■ **Dataset entries**
PR #3110, opened 2026-07-27
ci: switch centos stream 10 to nftables

adrianreber:
CentOS Stream 10 defaults to nftables. Also use that in CI to avoid errors for unsupported configurations.


rst0git (approved):
LGTM

PR #398, opened 2026-07-13
refactor(helm): fold node components into main chart

dmitsh:
Remove the node-observer and node-data-broker subcharts, flatten shared
values, and reuse root image, naming, pull-secret, and verbosity settings.


charts/topograph/tests/subchart_rbac_test.yaml
```diff
@@ -1,13 +1,13 @@
-suite: subchart rbac
```
giuliocalzo, line 1: @dmitsh we can even have test for every component , instead then having a generic

`tests/component_rbac_test.yaml` we can have

`tests/node-observer_rbac_test.yaml` and `tests/node-data-broker_rbac_test.yaml

giuliocalzo (approved):
LGTM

■ **THE PROBLEM**
A single figure is required: how many lines above contain the word "opened".

■ **RESULT OF THE TASK**
2